Healing through acupuncture
Doctor's desire to help others extends beyond her St. Thomas office
By REBECCA SMOCK
Tuesday, September 13th 2006
As an acupuncturist, Dr. May Trieu says she treats the source of her patients' illnesses - not the symptoms.
Simply finding satisfaction in helping others is a quality rarely found nowadays. Nevertheless, Dr. May Trieu, the only acupuncturist on St. Thomas, has devoted her life to helping others find happiness.
Trieu treats many problems ranging from menopause to diabetes through acupuncture, acupressure, dieting, herbal remedies and meditation. In order to diagnose an illness, Trieu begins by observing her patient's tongue and feeling the patient's pulse.
"We, in traditional Chinese medicine, don't treat the symptoms of an illness. We treat the source and find ways to provide long-term or permanent relief," Trieu said.
For about 2,500 years many Asian countries have been using acupuncture as the primary source of health care. Originally stone needles were used, and later bronze, gold, and silver needles were put into practice.
The basic principle of traditional chinese medicine is that maintaining a balance of yin and yang will promote a healthy, harmonious body. Yin and yang are two primal opposing but complementary forces found in all things in the universe. As yin and yang fall out of balance, illness results because the body's motivating energy (also known as Qi) is not flowing smoothly through a series of channels (also known as meridians) under the skin.

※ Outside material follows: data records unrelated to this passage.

PR #158, opened 2020-05-24
Retry creating kind cluster if fails

fiunchinho:
## Checklist

- [X] Make yourself familiar with following readme sections:
    - [X] [Coding Standards](https://github.com/giantswarm/architect-orb#coding-guidelines).
    - [X] [Development](https://github.com/giantswarm/architect-orb#development).
    - [X] [Design and Goals](https://github.com/giantswarm/architect-orb#design-and-goals).
- [X] :warning: Update changelog in [CHANGELOG.md](https://github.com/giantswarm/architect-orb/tree/master/CHANGELOG.md).
- [ ] :warning: After the release update architect orb version in [.circleci/config.yml](https://github.com/giantswarm/architect-orb/tree/master/.circleci/config.yml).

PR #122, opened 2020-04-09
Update Go version used in integration test to 1.14.1

rossf7:
## Checklist

- [x] Make yourself familiar with following readme sections:
    - [x] [Coding Standards](https://github.com/giantswarm/architect-orb#coding-guidelines).
    - [x] [Development](https://github.com/giantswarm/architect-orb#development).
    - [x] [Design and Goals](https://github.com/giantswarm/architect-orb#design-and-goals).
- [x] :warning: Update changelog in [CHANGELOG.md](https://github.com/giantswarm/architect-orb/tree/master/CHANGELOG.md).
- [ ] :warning: After the release update architect orb version in [.circleci/config.yml](https://github.com/giantswarm/architect-orb/tree/master/.circleci/config.yml).

PR #48, opened 2019-10-31
add "tag-latest-branch" parameter to the push-to-docker job

kopiczko:
Towards https://github.com/giantswarm/giantswarm/issues/7480

I figured that when architect image is build it's pushed to quay using version from `architect project version` command but the `latest` tag isn't updated. The job is updated to also push `latest` image on (by default) `master` branch.

PR #771, opened 2026-05-19
fix(cosign-prepare): self-install cosign on executors that don't ship it

### LINKED ISSUE #769: cosign step in push-to-app-catalog breaks executor: app-build-suite
## Problem

Since v8.2.0, `architect/push-to-app-catalog` defaults `sign: true` and runs `cosign sign` / `cosign verify` from whatever executor was selected. The `cosign-prepare` command unconditionally invokes `cosign version` as its very first step.

When a consumer selects `executor: app-build-suite` (so the `app_build_suite` Python CLI is available to package the chart with metadata, lint, kubeconform, etc. -- the established pattern for repos that ship a Helm app), the job fails on the new `Mint Sigstore OIDC token` step:

```
/bin/bash: line 3: cosign: command not found
Exited with code exit status 127
```

The `gsoci.azurecr.io/giantswarm/app-build-suite:1.8.0-circleci` image does not ship `cosign`.

The `push-to-registries` cosign path is unaffected (it runs on the `architect` executor which has cosign installed).

## Impact

Any repo that uses `executor: app-build-suite` on `push-to-app-catalog*` and uses the default `sign: true` will break on its next chart push (branch or tag, depending on workflow shape). Observed in `giantswarm/klaus` PR `#263` after a one-line orb bump from `8.1.0` to `8.2.1`.

Five repos in the Bumblebee fleet override this executor and are affected:
- `giantswarm/klaus`
- `giantswarm/klaus-gateway`
- `giantswarm/mcp-capi`
- `giantswarm/mcp-kubernetes`
- `giantswarm/mcp-prometheus`

Working around it per-repo with `sign: false` on every `push-to-app-catalog` invocation is what we just did to unblock the orb bump, but it leaves the public charts unsigned -- the exact opposite of what enabling `sign: true` by default in `v8.2.0` was meant to achieve.

## Proposed solution

Either:

1. **Install `cosign` in the `app-build-suite` executor image** (`gsoci.azurecr.io/giantswarm/app-build-suite` -- the upstream image lives outside this repo, so this option requires a coordinated change there). Cleanest; signing then works regardless of which orb job picks the executor.
2. **Make `cosign-prepare` self-install cosign when missing** (download the official static binary into a writable PATH location). Self-contained inside this orb, no dependency on the `app-build-suite` image's release cadence.
3. **Skip `cosign sign` gracefully when `cosign` is not in `PATH`**, with a clear `echo "cosign not found in executor; skipping chart signing"` warning, so consumers don't need to explicitly opt out per-call.

Option 2 (or 3 as a complement) is the most ergonomic for orb consumers because no consumer config edits are required when the bug is fixed -- they just pick up the next orb version and signing turns on.

## Acceptance criteria

- A repo using `executor: app-build-suite` on `architect/push-to-app-catalog` with the default `sign: true` completes the chart push (and the cosign signing step) successfully on both branch and tag pipelines.
- Existing consumers that have set `sign: false` as a workaround can remove that line and pick up signing again with the next orb bump.

## Notes

The five consumer workarounds are currently:
- klaus: PR #263 (sign: false amended into the orb bump)
- klaus-gateway: PR #48 (same)
- mcp-capi: PR #122 (same)
- mcp-kubernetes: PR #424 (separate follow-up after #422 already merged)
- mcp-prometheus: PR #158 (separate follow-up after #156 already merged)

QuentinBisson:
## Summary

Closes #769.

Since `v8.2.0` defaulted `sign: true` on `push-to-app-catalog`, every consumer that uses `executor: app-build-suite` fails on the new `Mint Sigstore OIDC token` step with:

```
/bin/bash: line 3: cosign: command not found
Exited with code exit status 127
```

because the `gsoci.azurecr.io/giantswarm/app-build-suite:1.8.0-circleci` image does not ship `cosign`. The five Bumblebee-fleet repos affected (`klaus`, `klaus-gateway`, `mcp-capi`, `mcp-kubernetes`, `mcp-prometheus`) currently work around this with `sign: false`, which leaves public charts unsigned — the exact opposite of what `v8.2.0`'s default was meant to achieve.

## What changes

`cosign-prepare` now self-installs the official static `cosign` binary into `${HOME}/.local/bin` when `cosign` is not already on `PATH`:

- Detects the executor architecture (`x86_64` → `amd64`, `aarch64`/`arm64` → `arm64`); errors out for anything else.
- Downloads the pinned `cosign-linux-<arch>` from the `sigstore/cosign` GitHub release.
- Verifies its SHA-256 against the upstream `cosign_checksums.txt` (also downloaded from the same release).
- `chmod +x`, then `export PATH=…` via `BASH_ENV` so the existing `Mint Sigstore OIDC token` step and the downstream `cosign sign` / `cosign verify` calls all pick it up.
- Skips entirely when `cosign` is already on `PATH` (the `architect` executor case — no behavior change there).

A new command parameter `cosign_version` (default `3.0.6`) exposes the pin. Renovate tracks it via a new `customManager` in `renovate.json5` (datasource `github-releases`, depName `sigstore/cosign`, same `extractVersionTemplate: '^v(?<version>.+)$'` pattern used for `kyverno_version` and `yq_version`), so the orb stays current without manual edits.

## Effect on consumers

After this ships and Renovate bumps each repo's orb pin, the five workaround PRs can drop the `sign: false` line and pick up keyless chart signing for free:

| Repo | Workaround PR |
|---|---|
| klaus | #263 |
| klaus-gateway | #48 |
| mcp-capi | #122 |
| mcp-kubernetes | #424 |
| mcp-prometheus | #158 |

## Notes

- Pure runtime change inside `cosign-prepare`. All three callers (`push-helm`, `go-build`, `image-build-and-push-multiarch`) inherit the fix without any per-call edit; the new parameter has a default so existing call sites compile as-is.
- Supply chain: the downloaded binary is SHA-256-verified against the official `cosign_checksums.txt` from the same release tag, which is what cosign's own [installation instructions](https://docs.sigstore.dev/system_config/installation/#installation-on-linux-with-the-binary) recommend for environments where Homebrew/the GitHub Action isn't applicable. We do not transitively verify `cosign_checksums.txt` itself with an older cosign (bootstrap-circular).
- The `architect` executor's baked-in `cosign` continues to be used as-is — `command -v cosign` short-circuits before any download.

### DIFF
--- a/CHANGELOG.md
+++ b/CHANGELOG.md
@@ -7,6 +7,10 @@ and this project adheres to [Semantic Versioning](https://semver.org/spec/v2.0.0
 
 ## [Unreleased]
 
+### Fixed
+
+- `cosign-prepare` now self-installs the official `cosign` static binary into `${HOME}/.local/bin` when `cosign` is not already on `PATH`, with SHA-256 verification against the upstream `cosign_checksums.txt`. The v8.2.0 default of `sign: true` on `push-to-app-catalog` broke every consumer that uses `executor: app-build-suite` (the `gsoci.azurecr.io/giantswarm/app-build-suite:1.8.0-circleci` image ships no `cosign`) with `cosign: command not found` on the new `Mint Sigstore OIDC token` step. Existing consumers that worked around the breakage with `sign: false` can drop that line on the next orb bump and pick up signing again. The `architect` executor path is unchanged — its baked-in `cosign` is detected and reused. Pinned version is exposed via a new `cosign_version` command parameter (default `3.0.6`) and tracked by Renovate (`sigstore/cosign` GitHub releases). Closes #769.
+
 ## [8.2.1] - 2026-05-19
 
 ### Fixed
--- a/renovate.json5
+++ b/renovate.json5
@@ -105,6 +105,18 @@
       datasourceTemplate: 'github-releases',
       extractVersionTemplate: '^v(?<version>.+)$',
     },
+    {
+      customType: 'regex',
+      managerFilePatterns: [
+        '/^src/commands/cosign-prepare\\.yaml$/',
+      ],
+      matchStrings: [
+        'cosign_version:[\\s\\S]*?default:\\s*"(?<currentValue>[^"]+)"',
+      ],
+      depNameTemplate: 'sigstore/cosign',
+      datasourceTemplate: 'github-releases',
+      extractVersionTemplate: '^v(?<version>.+)$',
+    },
   ],
   packageRules: [
     {
--- a/src/commands/cosign-prepare.yaml
+++ b/src/commands/cosign-prepare.yaml
@@ -1,21 +1,90 @@
 # Command: cosign-prepare
 #
-# Mints a CircleCI OIDC token with audience=sigstore via
-# `circleci run oidc get --claims '{"aud":"sigstore"}' --root-issuer` and
-# exports it as SIGSTORE_ID_TOKEN through BASH_ENV so subsequent run steps in
-# the same job can `cosign sign` / `cosign verify` without additional setup.
+# Ensures cosign is on PATH (self-installing the official static binary into a
+# writable location when missing — needed for executors such as `app-build-suite`
+# whose image does not ship cosign), then mints a CircleCI OIDC token with
+# audience=sigstore via `circleci run oidc get --claims '{"aud":"sigstore"}'
+# --root-issuer` and exports it as SIGSTORE_ID_TOKEN through BASH_ENV so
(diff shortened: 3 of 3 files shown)


QuentinBisson:
Closing in favour of installing cosign directly into the `app-build-suite` image (option 1 from #769). Runtime self-install would have worked but is strictly less clean: every `cosign-prepare` invocation pays a download + SHA-256 verify, the orb carries supply-chain logic that belongs in the executor image, and the version pin lives one layer removed from where the binary actually runs. PR coming up against `giantswarm/app-build-suite` instead.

Acupuncturists insert a series of very fine, sterile needles into certain points in the meridians to regulate and restore the energetic balance in the body. Depending upon the location of one's illness or imbalance, acupuncturists must choose from more than 1,000 acupuncture points in the body.
Like her father and mother, Trieu began her medical career by studying Western medicine, completing her training at Ohio University where she obtained her bachelor's and master's degrees. Trieu concluded her internship at Schneider Hospital on St. Thomas. However, after being cured by an acupuncturist, Trieu decided to take-up Eastern medicine and moved to Vietnam to study at the Traditional Medical Institute of Ho Chi Minn City in Saigon.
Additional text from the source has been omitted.